TASK BRIEF: The data that follows is to be given again, exactly as written.

Saved data entries
....................
PR #375, opened 2019-02-07
Create AppBar component and SidebarContext to control toggling inside circuit

afonsodelgado:
# Purpose
This PR aims to add the new `AppBar` component and the `SidebarContext` to control the toggling logic of the `Sidebar` inside circuit, so we can have similar usages on all applications.

# Side Notes
The `AppBar` is only visible on mobile devices, on desktops, it should hide and the `Sidebar` should always be open.

# Usage
The new `SidebarContext` can be used as follows:
1. Import the `SidebarContextProvider` and `SidebarContextConsumer` when needed.
```javascript
import Sidebar, AppBar {
  SidebarContextConsumer,
  SidebarContextProvider
} from '../Sidebar';
```

2. The `SidebarContextProvider` should be put on a higher level (as we would do with the `ThemeProvider`).
```javascript
const App = () => (
  <SidebarContextProvider>
    {/*The Application*/}
  </SidebarContextProvider>
)
```

3. The `SidebarContextConsumer` now can be used wrapping the `Sidebar` and the `AppBar`, for example.
```javascript
const App = () => (
  <SidebarContextProvider>
      <SidebarContextConsumer>
        {({ isSidebarOpen, toggleSidebar }) => (
          <Fragment>
            <AppBar title="Title" onHamburgerClick={toggleSidebar} />
            <Sidebar open={isSidebarOpen} onClose={toggleSidebar}>
              {/*...*/}
            </Sidebar>
          </Fragment>
        )}
      </SidebarContextConsumer>
  </SidebarContextProvider>
);
```

If you have another ideas for design or anything else, please let me know so we can find the best way to implement the `Sidebar` toggling on circuit 😃.


src/components/AppBar/components/HamburgerButton/HamburgerButton.js
```diff
@@ -0,0 +1,50 @@
+import React from 'react';
+import PropTypes from 'prop-types';
+import styled, { css } from 'react-emotion';
+import { hideVisually } from 'polished';
+import HamburgerIcon from './hamburger.svg';
```
connor-baer: There's already a Hamburger component: https://github.com/sumup/circuit-ui/tree/master/src/components/Hamburger. Let's decide on one of them.

src/components/AppBar/components/HamburgerButton/hamburger.svg
```diff
@@ -0,0 +1,5 @@
+<svg width="14" height="13" viewBox="0 0 14 9" xmlns="http://www.w3.org/2000/svg">
+<path d="M1 1H13" stroke="white" stroke-linecap="round" stroke-linejoin="round"/>
+<path d="M1 5H13" stroke="white" stroke-linecap="round" stroke-linejoin="round"/>
+<path d="M1 9H13" stroke="white" stroke-linecap="round" stroke-linejoin="round"/>
+</svg>
```
connor-baer: God, I love SVGs.

src/components/Sidebar/SidebarContext.spec.js
```diff
@@ -0,0 +1,60 @@
+import React from 'react';
+import {
+  SidebarContextProvider,
+  SidebarContextConsumer
+} from './SidebarContext';
+
+describe('SidebarContext', () => {
+  describe('styles', () => {
```
connor-baer: I don't think a snapshot test makes sense here. Those are only really useful to test styles, which this component doesn't have.

src/components/Sidebar/SidebarContext.spec.js
```diff
@@ -0,0 +1,60 @@
...
+        </SidebarContextConsumer>
+      </SidebarContextProvider>
+    );
+    const actual = wrapper.find('[data-selector="child"]');
+
+    actual.simulate('click');
+    expect(wrapper.instance().state.isSidebarOpen).toEqual(true);
+  });
+
+  describe('accessibility', () => {
```
connor-baer: Same goes for the accessibility test. This is a pure logic component that doesn't render any markup which could be checked for its accessibility.

src/components/AppBar/components/HamburgerButton/HamburgerButton.js
joaovtg: Hey @connor-baer! I think the idea is to upgrade and use the same component in the future (thinking also on the redesign of the marketing website). 

This new iteration normalizes the horizontal lines to stick more strictly to the hamburger pattern and adds the circle element for increased awareness of the touchable area. Niko design the same hamburger style but for light backgrounds. This could be even a toggle in the future (for adapting the component for both dark and light backgrounds). What do you think?

connor-baer: Sounds good to me! I don't care which one we use, just that we settle on one 😉

I like the usability improvements!

src/components/Sidebar/SidebarContext.spec.js
afonsodelgado: Makes sense to me! Thanks, Connor!

src/components/AppBar/components/HamburgerButton/HamburgerButton.js
connor-baer: In that case, could you please extract the Hamburger into a standalone component and replace the old one? We use the hamburger on the website, but separate from the sidebar.

afonsodelgado: Sure can. Do you think we should already replace the other Hamburger before the website redesign?

connor-baer: I don't see a reason why not 😊

connor-baer: Actually, can this Hamburger turn into a close icon? The existing one does.

src/components/AppBar/components/HamburgerButton/hamburger.svg
felixjung: Hm. I'm somewhat undecided on this. On the one hand upgrading projects is annoying work. At the same time a design system should create consistency and ideally allow consumers to get the latest look for free. I think I lean towards replacing the existing thing, if it's API compatible.

src/components/AppBar/components/HamburgerButton/HamburgerButton.js
felixjung: Hm. I'm somewhat undecided on this. On the one hand upgrading projects is annoying work. At the same time a design system should create consistency and ideally allow consumers to get the latest look for free. I think I lean towards replacing the existing thing, if it's API compatible.

afonsodelgado: Sure! Maybe we could just make some tweaks on the existing one to fix the icon sizes and add the new border. As @joaovtg said, maybe we could add a `type` prop (or something similiar), so we can use on dark and light backgrounds. What do you think?

src/components/AppBar/AppBar.spec.js
```diff
@@ -0,0 +1,26 @@
+import React from 'react';
+
+import AppBar from './AppBar';
+
+describe('AppBar', () => {
+  const props = {
+    title: 'Title',
+    onHamburgerClick: jest.fn(),
+    hamburgerButtonLabel: 'hamburguer-button'
```
felixjung:
```suggestion
    hamburgerButtonLabel: 'hamburger-button'
```

src/components/AppBar/AppBar.js
```diff
@@ -0,0 +1,50 @@
+import React from 'react';
+import PropTypes from 'prop-types';
+import styled, { css } from 'react-emotion';
+import Title from './components/Title';
+import HamburgerButton from './components/HamburgerButton';
+
+const baseStyles = ({ theme }) => css`
+  label: appbar;
```
felixjung:
```suggestion
  label: app-bar;
```

src/components/AppBar/components/HamburgerButton/HamburgerButton.js
```diff
@@ -0,0 +1,50 @@
...
+  align-items: center;
+  height: 32px;
+  width: 32px;
+  border: ${theme.borderWidth.kilo} solid ${theme.colors.n700};
+  border-radius: 50%;
+  background-color: ${theme.colors.n900};
+  cursor: pointer;
+`;
+
+const AccessibilityLabel = styled.span`
```
felixjung: ❤️

src/components/AppBar/components/HamburgerButton/HamburgerButton.js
....................
TASK RESPONSE:
PR #375, opened 2019-02-07
Create AppBar component and SidebarContext to control toggling inside circuit

afonsodelgado:
# Purpose
This PR aims to add the new `AppBar` component and the `SidebarContext` to control the toggling logic of the `Sidebar` inside circuit, so we can have similar usages on all applications.

# Side Notes
The `AppBar` is only visible on mobile devices, on desktops, it should hide and the `Sidebar` should always be open.

# Usage
The new `SidebarContext` can be used as follows:
1. Import the `SidebarContextProvider` and `SidebarContextConsumer` when needed.
```javascript
import Sidebar, AppBar {
  SidebarContextConsumer,
  SidebarContextProvider
} from '../Sidebar';
```

2. The `SidebarContextProvider` should be put on a higher level (as we would do with the `ThemeProvider`).
```javascript
const App = () => (
  <SidebarContextProvider>
    {/*The Application*/}
  </SidebarContextProvider>
)
```

3. The `SidebarContextConsumer` now can be used wrapping the `Sidebar` and the `AppBar`, for example.
```javascript
const App = () => (
  <SidebarContextProvider>
      <SidebarContextConsumer>
        {({ isSidebarOpen, toggleSidebar }) => (
          <Fragment>
            <AppBar title="Title" onHamburgerClick={toggleSidebar} />
            <Sidebar open={isSidebarOpen} onClose={toggleSidebar}>
              {/*...*/}
            </Sidebar>
          </Fragment>
        )}
      </SidebarContextConsumer>
  </SidebarContextProvider>
);
```

If you have another ideas for design or anything else, please let me know so we can find the best way to implement the `Sidebar` toggling on circuit 😃.


src/components/AppBar/components/HamburgerButton/HamburgerButton.js
```diff
@@ -0,0 +1,50 @@
+import React from 'react';
+import PropTypes from 'prop-types';
+import styled, { css } from 'react-emotion';
+import { hideVisually } from 'polished';
+import HamburgerIcon from './hamburger.svg';
```
connor-baer: There's already a Hamburger component: https://github.com/sumup/circuit-ui/tree/master/src/components/Hamburger. Let's decide on one of them.

src/components/AppBar/components/HamburgerButton/hamburger.svg
```diff
@@ -0,0 +1,5 @@
+<svg width="14" height="13" viewBox="0 0 14 9" xmlns="http://www.w3.org/2000/svg">
+<path d="M1 1H13" stroke="white" stroke-linecap="round" stroke-linejoin="round"/>
+<path d="M1 5H13" stroke="white" stroke-linecap="round" stroke-linejoin="round"/>
+<path d="M1 9H13" stroke="white" stroke-linecap="round" stroke-linejoin="round"/>
+</svg>
```
connor-baer: God, I love SVGs.

src/components/Sidebar/SidebarContext.spec.js
```diff
@@ -0,0 +1,60 @@
+import React from 'react';
+import {
+  SidebarContextProvider,
+  SidebarContextConsumer
+} from './SidebarContext';
+
+describe('SidebarContext', () => {
+  describe('styles', () => {
```
connor-baer: I don't think a snapshot test makes sense here. Those are only really useful to test styles, which this component doesn't have.

src/components/Sidebar/SidebarContext.spec.js
```diff
@@ -0,0 +1,60 @@
...
+        </SidebarContextConsumer>
+      </SidebarContextProvider>
+    );
+    const actual = wrapper.find('[data-selector="child"]');
+
+    actual.simulate('click');
+    expect(wrapper.instance().state.isSidebarOpen).toEqual(true);
+  });
+
+  describe('accessibility', () => {
```
connor-baer: Same goes for the accessibility test. This is a pure logic component that doesn't render any markup which could be checked for its accessibility.

src/components/AppBar/components/HamburgerButton/HamburgerButton.js
joaovtg: Hey @connor-baer! I think the idea is to upgrade and use the same component in the future (thinking also on the redesign of the marketing website). 

This new iteration normalizes the horizontal lines to stick more strictly to the hamburger pattern and adds the circle element for increased awareness of the touchable area. Niko design the same hamburger style but for light backgrounds. This could be even a toggle in the future (for adapting the component for both dark and light backgrounds). What do you think?

connor-baer: Sounds good to me! I don't care which one we use, just that we settle on one 😉

I like the usability improvements!

src/components/Sidebar/SidebarContext.spec.js
afonsodelgado: Makes sense to me! Thanks, Connor!

src/components/AppBar/components/HamburgerButton/HamburgerButton.js
connor-baer: In that case, could you please extract the Hamburger into a standalone component and replace the old one? We use the hamburger on the website, but separate from the sidebar.

afonsodelgado: Sure can. Do you think we should already replace the other Hamburger before the website redesign?

connor-baer: I don't see a reason why not 😊

connor-baer: Actually, can this Hamburger turn into a close icon? The existing one does.

src/components/AppBar/components/HamburgerButton/hamburger.svg
felixjung: Hm. I'm somewhat undecided on this. On the one hand upgrading projects is annoying work. At the same time a design system should create consistency and ideally allow consumers to get the latest look for free. I think I lean towards replacing the existing thing, if it's API compatible.

src/components/AppBar/components/HamburgerButton/HamburgerButton.js
felixjung: Hm. I'm somewhat undecided on this. On the one hand upgrading projects is annoying work. At the same time a design system should create consistency and ideally allow consumers to get the latest look for free. I think I lean towards replacing the existing thing, if it's API compatible.

afonsodelgado: Sure! Maybe we could just make some tweaks on the existing one to fix the icon sizes and add the new border. As @joaovtg said, maybe we could add a `type` prop (or something similiar), so we can use on dark and light backgrounds. What do you think?

src/components/AppBar/AppBar.spec.js
```diff
@@ -0,0 +1,26 @@
+import React from 'react';
+
+import AppBar from './AppBar';
+
+describe('AppBar', () => {
+  const props = {
+    title: 'Title',
+    onHamburgerClick: jest.fn(),
+    hamburgerButtonLabel: 'hamburguer-button'
```
felixjung:
```suggestion
    hamburgerButtonLabel: 'hamburger-button'
```

src/components/AppBar/AppBar.js
```diff
@@ -0,0 +1,50 @@
+import React from 'react';
+import PropTypes from 'prop-types';
+import styled, { css } from 'react-emotion';
+import Title from './components/Title';
+import HamburgerButton from './components/HamburgerButton';
+
+const baseStyles = ({ theme }) => css`
+  label: appbar;
```
felixjung:
```suggestion
  label: app-bar;
```

src/components/AppBar/components/HamburgerButton/HamburgerButton.js
```diff
@@ -0,0 +1,50 @@
...
+  align-items: center;
+  height: 32px;
+  width: 32px;
+  border: ${theme.borderWidth.kilo} solid ${theme.colors.n700};
+  border-radius: 50%;
+  background-color: ${theme.colors.n900};
+  cursor: pointer;
+`;
+
+const AccessibilityLabel = styled.span`
```
felixjung: ❤️

src/components/AppBar/components/HamburgerButton/HamburgerButton.js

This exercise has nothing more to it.